→ **What you should do**:
Below are the entries. Transcribe exactly the lines from the one with "fixes #3144" through the one with "jihyun-huh: One small", ends included, and leave out all others.

(Collected data entries)
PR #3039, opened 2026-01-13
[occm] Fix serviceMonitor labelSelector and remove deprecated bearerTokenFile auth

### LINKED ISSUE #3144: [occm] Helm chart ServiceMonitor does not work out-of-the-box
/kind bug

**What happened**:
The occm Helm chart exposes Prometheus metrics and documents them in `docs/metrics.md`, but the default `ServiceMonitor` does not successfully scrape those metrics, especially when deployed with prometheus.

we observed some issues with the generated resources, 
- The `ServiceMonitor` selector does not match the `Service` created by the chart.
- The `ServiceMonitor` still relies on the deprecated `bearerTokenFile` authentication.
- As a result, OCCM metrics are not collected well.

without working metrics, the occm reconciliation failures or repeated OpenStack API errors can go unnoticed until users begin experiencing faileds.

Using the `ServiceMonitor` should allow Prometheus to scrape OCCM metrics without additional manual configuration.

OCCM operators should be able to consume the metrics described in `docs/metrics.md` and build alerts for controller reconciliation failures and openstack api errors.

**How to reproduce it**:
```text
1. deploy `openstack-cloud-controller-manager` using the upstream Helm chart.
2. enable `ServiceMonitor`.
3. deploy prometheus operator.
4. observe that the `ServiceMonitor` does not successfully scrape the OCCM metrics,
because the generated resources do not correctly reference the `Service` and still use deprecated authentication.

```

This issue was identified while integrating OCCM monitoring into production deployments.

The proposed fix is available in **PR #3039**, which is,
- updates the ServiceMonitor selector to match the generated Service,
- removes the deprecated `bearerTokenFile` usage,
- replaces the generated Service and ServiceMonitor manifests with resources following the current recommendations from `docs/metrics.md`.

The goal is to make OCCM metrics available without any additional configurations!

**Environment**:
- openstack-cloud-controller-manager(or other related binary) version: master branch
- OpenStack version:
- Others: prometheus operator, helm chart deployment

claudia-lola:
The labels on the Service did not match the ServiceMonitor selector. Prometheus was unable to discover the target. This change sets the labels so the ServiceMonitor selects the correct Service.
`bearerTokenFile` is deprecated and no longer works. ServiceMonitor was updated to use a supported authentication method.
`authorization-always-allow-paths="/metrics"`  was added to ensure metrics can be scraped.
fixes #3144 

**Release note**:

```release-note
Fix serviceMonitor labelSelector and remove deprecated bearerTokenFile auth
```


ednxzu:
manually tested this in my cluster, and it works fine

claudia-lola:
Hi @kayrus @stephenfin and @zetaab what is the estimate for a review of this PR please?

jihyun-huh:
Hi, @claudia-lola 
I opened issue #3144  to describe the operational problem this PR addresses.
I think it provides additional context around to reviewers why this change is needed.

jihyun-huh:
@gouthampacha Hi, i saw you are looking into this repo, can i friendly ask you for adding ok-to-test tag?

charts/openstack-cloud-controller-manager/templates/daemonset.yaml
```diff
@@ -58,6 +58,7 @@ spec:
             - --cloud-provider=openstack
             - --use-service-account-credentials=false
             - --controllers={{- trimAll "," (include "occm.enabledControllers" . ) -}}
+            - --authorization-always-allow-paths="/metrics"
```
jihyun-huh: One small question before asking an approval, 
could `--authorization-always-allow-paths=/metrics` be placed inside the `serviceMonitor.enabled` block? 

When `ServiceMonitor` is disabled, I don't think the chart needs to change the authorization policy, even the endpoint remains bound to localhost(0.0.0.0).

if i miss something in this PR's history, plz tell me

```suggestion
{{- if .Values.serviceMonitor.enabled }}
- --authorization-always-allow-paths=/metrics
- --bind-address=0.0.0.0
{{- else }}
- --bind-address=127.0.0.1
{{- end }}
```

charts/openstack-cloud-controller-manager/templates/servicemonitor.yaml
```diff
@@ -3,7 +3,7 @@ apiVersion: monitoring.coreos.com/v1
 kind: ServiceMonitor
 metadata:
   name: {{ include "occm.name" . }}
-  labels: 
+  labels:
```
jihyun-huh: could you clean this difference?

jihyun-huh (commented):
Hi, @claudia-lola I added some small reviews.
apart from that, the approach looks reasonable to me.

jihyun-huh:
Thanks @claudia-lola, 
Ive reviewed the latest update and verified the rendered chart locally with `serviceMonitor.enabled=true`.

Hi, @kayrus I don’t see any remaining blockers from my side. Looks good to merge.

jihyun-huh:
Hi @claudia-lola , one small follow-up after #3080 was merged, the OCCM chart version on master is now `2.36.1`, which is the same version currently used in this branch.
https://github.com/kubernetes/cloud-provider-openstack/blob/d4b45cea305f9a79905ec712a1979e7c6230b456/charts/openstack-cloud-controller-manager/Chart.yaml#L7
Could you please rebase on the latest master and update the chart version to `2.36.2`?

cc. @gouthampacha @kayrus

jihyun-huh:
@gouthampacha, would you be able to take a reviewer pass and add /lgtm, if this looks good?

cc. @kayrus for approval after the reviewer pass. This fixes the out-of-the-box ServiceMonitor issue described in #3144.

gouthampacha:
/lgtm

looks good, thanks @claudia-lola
...
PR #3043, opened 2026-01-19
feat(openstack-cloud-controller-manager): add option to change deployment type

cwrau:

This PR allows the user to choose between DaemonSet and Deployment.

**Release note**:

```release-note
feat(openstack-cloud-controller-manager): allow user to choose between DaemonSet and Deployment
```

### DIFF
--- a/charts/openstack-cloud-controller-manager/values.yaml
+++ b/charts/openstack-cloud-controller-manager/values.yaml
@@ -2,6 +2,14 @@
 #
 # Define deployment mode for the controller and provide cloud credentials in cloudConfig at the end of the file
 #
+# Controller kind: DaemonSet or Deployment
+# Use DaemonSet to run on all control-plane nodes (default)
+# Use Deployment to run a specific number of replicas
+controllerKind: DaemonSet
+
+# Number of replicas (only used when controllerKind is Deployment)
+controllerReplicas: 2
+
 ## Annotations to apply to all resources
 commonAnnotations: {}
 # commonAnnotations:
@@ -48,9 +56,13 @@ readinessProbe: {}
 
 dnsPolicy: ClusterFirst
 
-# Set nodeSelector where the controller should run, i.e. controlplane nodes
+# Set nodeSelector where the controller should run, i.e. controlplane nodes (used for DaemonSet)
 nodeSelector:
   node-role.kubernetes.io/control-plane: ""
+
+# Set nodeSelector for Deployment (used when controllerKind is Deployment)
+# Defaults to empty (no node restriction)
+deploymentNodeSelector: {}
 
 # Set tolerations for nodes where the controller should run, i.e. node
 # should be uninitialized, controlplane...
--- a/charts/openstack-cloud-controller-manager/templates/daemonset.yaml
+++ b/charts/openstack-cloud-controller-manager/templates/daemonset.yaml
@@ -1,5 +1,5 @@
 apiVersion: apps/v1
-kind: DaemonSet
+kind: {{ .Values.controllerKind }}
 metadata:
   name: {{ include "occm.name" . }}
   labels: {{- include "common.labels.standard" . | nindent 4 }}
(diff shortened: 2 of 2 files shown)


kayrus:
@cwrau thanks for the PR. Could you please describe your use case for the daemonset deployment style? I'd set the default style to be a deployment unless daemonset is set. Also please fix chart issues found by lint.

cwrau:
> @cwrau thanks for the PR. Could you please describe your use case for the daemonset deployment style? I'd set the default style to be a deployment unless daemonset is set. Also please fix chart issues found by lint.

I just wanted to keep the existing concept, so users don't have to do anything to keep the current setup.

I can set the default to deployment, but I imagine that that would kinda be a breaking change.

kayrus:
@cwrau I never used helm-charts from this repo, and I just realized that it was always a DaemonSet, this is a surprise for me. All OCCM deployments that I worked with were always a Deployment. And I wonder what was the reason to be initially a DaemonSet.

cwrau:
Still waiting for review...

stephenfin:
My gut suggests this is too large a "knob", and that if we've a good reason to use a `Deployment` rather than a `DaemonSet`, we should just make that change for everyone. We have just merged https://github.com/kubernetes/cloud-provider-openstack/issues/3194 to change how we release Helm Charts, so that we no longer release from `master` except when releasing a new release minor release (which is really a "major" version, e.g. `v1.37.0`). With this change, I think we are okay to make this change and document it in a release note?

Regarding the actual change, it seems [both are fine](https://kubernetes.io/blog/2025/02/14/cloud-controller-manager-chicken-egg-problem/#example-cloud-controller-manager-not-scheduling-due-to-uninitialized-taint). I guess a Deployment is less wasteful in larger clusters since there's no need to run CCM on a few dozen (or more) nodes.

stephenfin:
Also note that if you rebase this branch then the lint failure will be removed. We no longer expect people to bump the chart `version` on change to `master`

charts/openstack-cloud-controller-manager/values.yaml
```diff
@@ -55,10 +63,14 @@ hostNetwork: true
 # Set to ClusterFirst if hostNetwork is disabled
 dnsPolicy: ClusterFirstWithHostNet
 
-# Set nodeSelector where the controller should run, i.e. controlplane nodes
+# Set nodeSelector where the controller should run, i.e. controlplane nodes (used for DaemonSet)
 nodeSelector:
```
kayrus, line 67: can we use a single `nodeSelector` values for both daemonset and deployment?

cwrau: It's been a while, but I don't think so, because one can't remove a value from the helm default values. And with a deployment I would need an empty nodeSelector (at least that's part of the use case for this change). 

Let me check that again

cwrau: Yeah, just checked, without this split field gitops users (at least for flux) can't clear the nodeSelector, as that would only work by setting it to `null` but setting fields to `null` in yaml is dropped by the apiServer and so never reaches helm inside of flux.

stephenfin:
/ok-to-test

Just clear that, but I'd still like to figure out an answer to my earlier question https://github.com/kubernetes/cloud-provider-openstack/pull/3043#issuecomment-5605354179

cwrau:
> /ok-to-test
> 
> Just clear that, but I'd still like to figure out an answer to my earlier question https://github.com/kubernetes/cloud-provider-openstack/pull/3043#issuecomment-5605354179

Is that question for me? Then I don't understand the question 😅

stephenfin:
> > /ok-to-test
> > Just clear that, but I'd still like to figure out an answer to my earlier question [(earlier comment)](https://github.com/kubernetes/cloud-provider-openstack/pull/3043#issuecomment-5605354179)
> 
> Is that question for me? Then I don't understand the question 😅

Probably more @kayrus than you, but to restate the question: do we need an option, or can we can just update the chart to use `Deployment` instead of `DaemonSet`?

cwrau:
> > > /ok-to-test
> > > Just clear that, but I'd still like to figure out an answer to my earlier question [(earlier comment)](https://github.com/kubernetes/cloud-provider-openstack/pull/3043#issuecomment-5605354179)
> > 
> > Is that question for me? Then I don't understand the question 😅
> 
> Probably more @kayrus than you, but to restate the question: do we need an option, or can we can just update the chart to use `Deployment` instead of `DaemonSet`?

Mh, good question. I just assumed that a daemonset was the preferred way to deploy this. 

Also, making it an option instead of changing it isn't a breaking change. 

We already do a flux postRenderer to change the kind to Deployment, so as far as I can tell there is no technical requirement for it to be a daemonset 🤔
==
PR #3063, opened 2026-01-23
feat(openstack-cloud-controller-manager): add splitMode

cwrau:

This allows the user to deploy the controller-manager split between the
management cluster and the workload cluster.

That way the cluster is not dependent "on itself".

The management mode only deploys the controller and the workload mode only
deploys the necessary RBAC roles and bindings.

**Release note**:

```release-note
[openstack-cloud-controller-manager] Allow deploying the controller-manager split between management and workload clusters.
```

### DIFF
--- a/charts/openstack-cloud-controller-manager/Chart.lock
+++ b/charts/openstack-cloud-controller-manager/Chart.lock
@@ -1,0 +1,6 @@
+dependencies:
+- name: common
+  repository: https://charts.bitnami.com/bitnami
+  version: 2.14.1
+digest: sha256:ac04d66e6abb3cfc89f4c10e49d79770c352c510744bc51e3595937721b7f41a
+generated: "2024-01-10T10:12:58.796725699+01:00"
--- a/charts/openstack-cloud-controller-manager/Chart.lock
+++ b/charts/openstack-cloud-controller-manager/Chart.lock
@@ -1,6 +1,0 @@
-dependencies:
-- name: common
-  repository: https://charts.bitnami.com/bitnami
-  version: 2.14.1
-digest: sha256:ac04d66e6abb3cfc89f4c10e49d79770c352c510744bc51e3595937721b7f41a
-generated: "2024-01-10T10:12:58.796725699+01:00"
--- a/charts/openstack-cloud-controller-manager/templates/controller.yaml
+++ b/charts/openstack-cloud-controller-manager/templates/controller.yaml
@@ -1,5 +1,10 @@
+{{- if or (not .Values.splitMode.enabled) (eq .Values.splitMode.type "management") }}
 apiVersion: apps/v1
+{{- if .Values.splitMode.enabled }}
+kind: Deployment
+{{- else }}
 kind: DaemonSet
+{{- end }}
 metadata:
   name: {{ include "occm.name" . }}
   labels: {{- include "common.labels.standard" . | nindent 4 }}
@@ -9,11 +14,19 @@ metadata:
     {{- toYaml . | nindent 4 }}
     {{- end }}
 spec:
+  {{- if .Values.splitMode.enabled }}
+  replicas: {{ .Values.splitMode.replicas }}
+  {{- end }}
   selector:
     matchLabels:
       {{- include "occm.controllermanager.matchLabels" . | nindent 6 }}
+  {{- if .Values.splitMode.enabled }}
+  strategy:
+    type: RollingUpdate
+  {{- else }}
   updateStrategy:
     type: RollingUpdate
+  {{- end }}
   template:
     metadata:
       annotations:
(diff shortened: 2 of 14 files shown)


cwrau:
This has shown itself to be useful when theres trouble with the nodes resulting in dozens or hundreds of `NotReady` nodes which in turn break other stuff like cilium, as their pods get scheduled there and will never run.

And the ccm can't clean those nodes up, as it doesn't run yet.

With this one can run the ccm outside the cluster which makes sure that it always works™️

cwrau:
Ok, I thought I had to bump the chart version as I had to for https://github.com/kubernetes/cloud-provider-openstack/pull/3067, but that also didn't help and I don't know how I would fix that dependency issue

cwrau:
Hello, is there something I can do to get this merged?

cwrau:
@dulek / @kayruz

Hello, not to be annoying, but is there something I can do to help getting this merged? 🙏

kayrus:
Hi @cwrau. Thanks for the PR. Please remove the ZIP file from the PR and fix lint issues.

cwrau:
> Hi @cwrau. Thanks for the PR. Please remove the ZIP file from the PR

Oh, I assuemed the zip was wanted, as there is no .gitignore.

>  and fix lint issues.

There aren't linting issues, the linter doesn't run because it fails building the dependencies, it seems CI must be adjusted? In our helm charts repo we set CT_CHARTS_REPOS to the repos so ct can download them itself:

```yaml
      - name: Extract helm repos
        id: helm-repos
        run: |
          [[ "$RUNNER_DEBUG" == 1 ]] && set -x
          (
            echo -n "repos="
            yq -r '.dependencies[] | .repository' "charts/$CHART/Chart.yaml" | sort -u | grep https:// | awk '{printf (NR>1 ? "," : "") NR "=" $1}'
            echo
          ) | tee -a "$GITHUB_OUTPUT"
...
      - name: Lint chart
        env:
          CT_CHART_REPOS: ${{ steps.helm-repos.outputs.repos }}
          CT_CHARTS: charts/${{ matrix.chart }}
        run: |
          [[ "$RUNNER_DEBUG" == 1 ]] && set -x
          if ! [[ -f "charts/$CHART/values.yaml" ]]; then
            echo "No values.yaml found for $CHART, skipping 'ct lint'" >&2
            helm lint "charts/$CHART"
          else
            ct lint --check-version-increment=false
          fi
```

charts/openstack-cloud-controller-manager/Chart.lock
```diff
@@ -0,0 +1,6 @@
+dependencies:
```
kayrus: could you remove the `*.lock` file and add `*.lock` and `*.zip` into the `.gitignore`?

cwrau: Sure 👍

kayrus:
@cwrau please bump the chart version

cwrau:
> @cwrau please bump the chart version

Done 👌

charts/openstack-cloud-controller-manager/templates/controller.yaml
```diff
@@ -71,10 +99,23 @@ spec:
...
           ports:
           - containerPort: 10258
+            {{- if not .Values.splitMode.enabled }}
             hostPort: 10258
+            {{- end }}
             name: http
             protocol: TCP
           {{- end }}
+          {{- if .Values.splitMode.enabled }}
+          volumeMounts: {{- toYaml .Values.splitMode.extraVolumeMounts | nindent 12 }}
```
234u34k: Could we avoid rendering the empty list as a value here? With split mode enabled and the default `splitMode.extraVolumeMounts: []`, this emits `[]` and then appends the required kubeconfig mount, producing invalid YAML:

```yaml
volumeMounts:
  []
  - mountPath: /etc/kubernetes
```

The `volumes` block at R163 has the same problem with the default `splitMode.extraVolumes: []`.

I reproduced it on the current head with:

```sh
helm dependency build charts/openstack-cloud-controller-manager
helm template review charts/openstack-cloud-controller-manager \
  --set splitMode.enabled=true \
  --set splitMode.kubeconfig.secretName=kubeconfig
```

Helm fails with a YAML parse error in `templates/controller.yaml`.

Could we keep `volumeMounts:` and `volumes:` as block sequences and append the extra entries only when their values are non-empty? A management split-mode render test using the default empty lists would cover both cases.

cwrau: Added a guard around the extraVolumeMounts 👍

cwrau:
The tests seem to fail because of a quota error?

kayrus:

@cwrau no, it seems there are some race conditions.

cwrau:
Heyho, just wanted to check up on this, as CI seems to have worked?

→ **Finished task**:
fixes #3144 

**Release note**:

```release-note
Fix serviceMonitor labelSelector and remove deprecated bearerTokenFile auth
```


ednxzu:
manually tested this in my cluster, and it works fine

claudia-lola:
Hi @kayrus @stephenfin and @zetaab what is the estimate for a review of this PR please?

jihyun-huh:
Hi, @claudia-lola 
I opened issue #3144  to describe the operational problem this PR addresses.
I think it provides additional context around to reviewers why this change is needed.

jihyun-huh:
@gouthampacha Hi, i saw you are looking into this repo, can i friendly ask you for adding ok-to-test tag?

charts/openstack-cloud-controller-manager/templates/daemonset.yaml
```diff
@@ -58,6 +58,7 @@ spec:
             - --cloud-provider=openstack
             - --use-service-account-credentials=false
             - --controllers={{- trimAll "," (include "occm.enabledControllers" . ) -}}
+            - --authorization-always-allow-paths="/metrics"
```
jihyun-huh: One small question before asking an approval, 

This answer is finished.